PR #1003, opened 2026-08-22
fix(updater): reuse a verified installer already in temp instead of re-downloading it

### LINKED ISSUE #995: Updater re-downloads a verified installer it already has after an aborted install
Split out of #980 (ask 4), deliberately not fixed in #986: with the install path repaired, there is no repeating failure cycle multiplying this cost — what remains is one wasted download per genuinely aborted install, which is real but a different subsystem than process teardown.

## What happens

`downloadedPath` is in-memory only. After a quit-for-install (successful or aborted), the next launch has no record that a verified installer already exists, so:

- `sweepStaleArtifacts()` (`AutoUpdater.ts:283`) deletes any `wmux-update-*` temp artifact older than `TEMP_ARTIFACT_MAX_AGE_MS` (24 h) on startup — including one whose version still matches the pending update.
- Even when the artifact survives the sweep (younger than 24 h), `downloadUpdate()` only short-circuits on the in-memory `this.downloadedPath` (`AutoUpdater.ts:398`), which a restart clears — so the next check re-downloads the full ~150 MB Setup.exe regardless.

Field data from #980: three swept artifacts across the failure loop (`3.42.0`, `3.44.0`, and the `3.45.0` re-download), ~150 MB each.

## Shape of a fix

On boot (or on the next check), before downloading: if a `wmux-update-<version>-*.Setup.exe` matching the *current pending version* exists in temp, re-verify its SHA-256 against the freshly fetched manifest and adopt it as `downloadedPath` instead of downloading. Two details that matter:

1. **Re-verify, never trust.** The file sat in a world-writable temp dir across a restart; the sha256 check (`verifyUpdate.ts` digests) must run again on adoption. A mismatch deletes and falls through to a normal download.
2. **The sweep must not race the adoption.** Either adopt before sweeping, or exempt artifacts whose embedded version equals the pending release from the age-based sweep. The current name format (`wmux-update-<version>-<pid>-...`) already carries the version, so the exemption is a name parse, not new state.

No persisted state file needed — the artifact itself plus the manifest hash is the record.

## Non-goals

- Resuming partial downloads (different problem, different machinery).
- macOS: the ZIP is deleted on successful staging already and the failure loop this cost rode on was Windows-specific.

openwong2kim:
Closes #995.

## The loop

`downloadedPath` is in-memory only. After a quit-for-install — successful or aborted — the next launch has no record that a verified installer already exists, so a ~150 MB Setup.exe gets fetched again even though the identical, already-verified bytes are sitting in temp. The startup sweep made it worse by deleting that artifact on the 24 h floor. #980's field data shows three such downloads across one failure loop.

## What changed

The artifact's file name already carries its version, so the file plus the freshly fetched manifest hash is the whole record — no new state file.

- **Adopt before downloading.** `downloadUpdate()` scans temp for an artifact whose version and file name match the pending manifest and re-hashes it. A SHA-256 match becomes `downloadedPath` and the download never runs; the manifest fetch still happens (that is where the hash comes from).
- **Re-verify, never trust the name.** The file sat in a world-writable temp dir across a restart, so it goes through the same digest gate a fresh download does. A mismatch is discarded and a normal download follows.
- **Do not delete another instance's download.** A mismatching artifact written in the last minute is left alone — that is an in-flight download, not garbage. Only a quiet one is unlinked.
- **The sweep stops eating the pending installer.** An artifact for a version *newer* than the running app — the only kind adoption can reuse — is kept for 7 days instead of 24 h. Everything else keeps the old floor, and the longer bound still expires (with auto-update off, the poll that would consume it never runs, and nothing should sit in temp forever).

Naming moved next to parsing in `verifyUpdate.ts` (`artifactTempName` / `parseArtifactName`, both pure and unit-tested), so the writer and the reader of that name cannot drift apart.

## Non-goals (per the issue)

Partial-download resume, and macOS — the ZIP is deleted on successful staging already and this failure loop was Windows-specific. The change is platform-neutral, though: adoption keys off the manifest's own file name.

## Tests

`src/main/updater/__tests__/AutoUpdater.download.test.ts` grows a fake temp dir (readdir/stat/createReadStream) and four cases: reuse without downloading, tampered artifact discarded then downloaded, just-written mismatch left alone, and the sweep keeping the newer-version artifact while dropping the running-version one. `verifyUpdate.test.ts` pins the name round-trip (including a prerelease version, whose hyphens must not be read as the pid) and `isVersionNewer`.

Verified: `tsc --noEmit`, `eslint src/main/updater` (no new warnings), `vitest run src/main/updater` — 104 passed. Removing the adoption call and the sweep exemption fails three of the four new tests, so they are real gates.

### DIFF
--- a/changelog.d/1003.md
+++ b/changelog.d/1003.md
@@ -5,4 +5,11 @@
   that aborted — forgot about the ~150 MB Setup.exe sitting in temp, and the
   cleanup sweep deleted it a day later. wmux now recognizes an installer it
   already has, re-checks its SHA-256 against the current manifest before
-  trusting it, and keeps one for a version you have not installed yet.
+  trusting it, and keeps the installer for the version you have not taken yet.
+
+- **An installer is checked again in the moment it is run.** Verification used
+  to happen when an update was found, and the install could be days later —
+  long enough for the file in the shared temp directory to become a different
+  file. wmux now re-checks the bytes against the release digest immediately
+  before handing them to the installer, and refuses to run them if they do not
+  match.
--- a/changelog.d/1003.md
+++ b/changelog.d/1003.md
@@ -1,0 +1,8 @@
+### Fixed
+
+- **An update you already downloaded is no longer downloaded again.** The
+  verified installer's path lived only in memory, so a restart — or an install
+  that aborted — forgot about the ~150 MB Setup.exe sitting in temp, and the
+  cleanup sweep deleted it a day later. wmux now recognizes an installer it
+  already has, re-checks its SHA-256 against the current manifest before
+  trusting it, and keeps one for a version you have not installed yet.
--- a/src/main/updater/AutoUpdater.ts
+++ b/src/main/updater/AutoUpdater.ts
@@ -13,7 +13,7 @@
 
 import { autoUpdater, app, type BrowserWindow, ipcMain, net, shell } from 'electron';
 import { createReadStream, createWriteStream } from 'node:fs';
-import { readdir, stat, unlink } from 'node:fs/promises';
+import { lstat, readdir, stat, unlink } from 'node:fs/promises';
 import { join, dirname, resolve } from 'node:path';
 import { createHash } from 'node:crypto';
 import { IPC } from '../../shared/constants';
@@ -93,10 +93,12 @@ const TEMP_ARTIFACT_MAX_AGE_MS = 24 * 60 * 60 * 1000;
 // It still expires, just far later: if auto-update is off the poll that would
 // consume it never runs, and nothing should sit in temp forever.
 const TEMP_ARTIFACT_PENDING_MAX_AGE_MS = 7 * 24 * 60 * 60 * 1000;
-// An artifact whose bytes fail the hash is either a corrupted leftover (delete)
-// or another instance's download in flight (leave alone). Recent writes mean
-// the second, so only a file that has been quiet this long is removed.
-const TEMP_ARTIFACT_QUIET_MS = 60 * 1000;
+// An artifact whose bytes fail the hash is either a corrupted leftover or
+// another instance's download in flight. Only age tells them apart, and the
+// age that means "nobody is writing this" is the sweep's own floor — a shorter
+// one would delete a slow download out from under the instance that owns it,
+// which on POSIX leaves that instance verifying a file whose path is gone.
+const TEMP_ARTIFACT_MISMATCH_DELETE_AFTER_MS = TEMP_ARTIFACT_MAX_AGE_MS;
 
 // In-app auto-update runs on Windows (Squirrel.Windows `.Setup.exe`) and on
 // Apple Silicon macOS (Squirrel.Mac, signed+notarized ZIP). Everything else —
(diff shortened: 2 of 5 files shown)


openwong2kim:

This reuses an already-verified installer parked in temp instead of re-downloading ~150 MB, with SHA-256 re-verified against the fresh manifest before adoption. It touches the AutoUpdater download path and the startup sweep; the fail-closed hash gate and the quiet-window guard for in-flight downloads keep the risk low. P3 — matches #995, well covered by new unit tests.

openwong2kim:
## Panel review + live dogfood

Reviewed by three models independently (Claude / Codex / GLM 5.2), then every accepted finding was re-checked against a real 3.45.0 artifact on this machine rather than only in tests.

**Taken (pushed in 47dffff0):**

| # | Raised by | Finding |
| --- | --- | --- |
| 1 | Claude (CRITICAL) | The 7-day exemption had no bound — one ~150 MB installer retained per release, and only the newest can ever be installed. The long floor now goes to the newest pending version only. |
| 2 | Codex (CRITICAL) + GLM + Claude | Verification and execution were days apart with only a path in between. The accepted digest is kept and re-checked immediately before the handoff. |
| 3 | GLM (CRITICAL) + Claude | A mismatching artifact was deleted after 60 s — short enough to be another instance's slow download, whose owner would then verify a path that no longer exists. Deletion now waits for the sweep's own 24 h floor. |
| 4 | Claude | Adoption followed symlinks (a link can be re-pointed atomically after the hash passes). Only regular files are candidates — `lstat`, not `stat`. |
| 5 | Claude + GLM | `isVersionNewer` required a bare X.Y.Z on **both** sides, so a build whose own version carries a suffix switched the whole mechanism off. |
| 6 | Claude + GLM | `parseArtifactName` matched the version as "anything": `3.46.0-1-12345-…` read as version 3.46.0 / pid 1. Now semver with a greedy prerelease. |
| 7 | Claude | `artifactTempName` sanitized the file name but not the version, which arrives over the network and is joined onto the temp path. |

**Not taken:** hashing off the main thread (Claude, conf 4). The read is chunked through a stream, so the loop interleaves rather than blocks — adopting a 117 MB artifact measured under a second end to end.

**Live dogfood** — real `AutoUpdater`, real update feed and manifest, real files in the OS temp dir (install path deliberately not run):

```
version = 3.42.0
[AutoUpdater] swept stale update artifact wmux-update-3.43.0-…      <- superseded pending, 3d old
[AutoUpdater] swept stale update artifact wmux-update-3.44.0-…      <- superseded pending, 3d old
[AutoUpdater] reusing verified installer already in temp (wmux-update-3.45.0-94526-…) — skipping download
re-verify (untouched) = true
[AutoUpdater] refusing install: staged installer no longer matches its verified digest
re-verify (bytes swapped under it) = false
re-verify (restored) = true
```

Worth noting where that adopted file came from: it was **already on this machine** — 117 MB left in temp by wmux itself on 21 Aug, verified and never installed. That is the waste this PR is about, found by the PR.

Negative control (tampered copy parked, everything else removed): `discarded temp artifact …: sha256 does not match the manifest`, followed by a real download starting — aborted at the first progress event.

110 passed / 8 skipped in `src/main/updater`; removing the re-verification or the `isFile` guard fails the new tests.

INSTRUCTIONS TO FOLLOW:
Starting with the first line of the listing, output each line exactly until you have included the one containing "## What happens".

ANSWER BOX:
PR #1003, opened 2026-08-22
fix(updater): reuse a verified installer already in temp instead of re-downloading it

### LINKED ISSUE #995: Updater re-downloads a verified installer it already has after an aborted install
Split out of #980 (ask 4), deliberately not fixed in #986: with the install path repaired, there is no repeating failure cycle multiplying this cost — what remains is one wasted download per genuinely aborted install, which is real but a different subsystem than process teardown.

## What happens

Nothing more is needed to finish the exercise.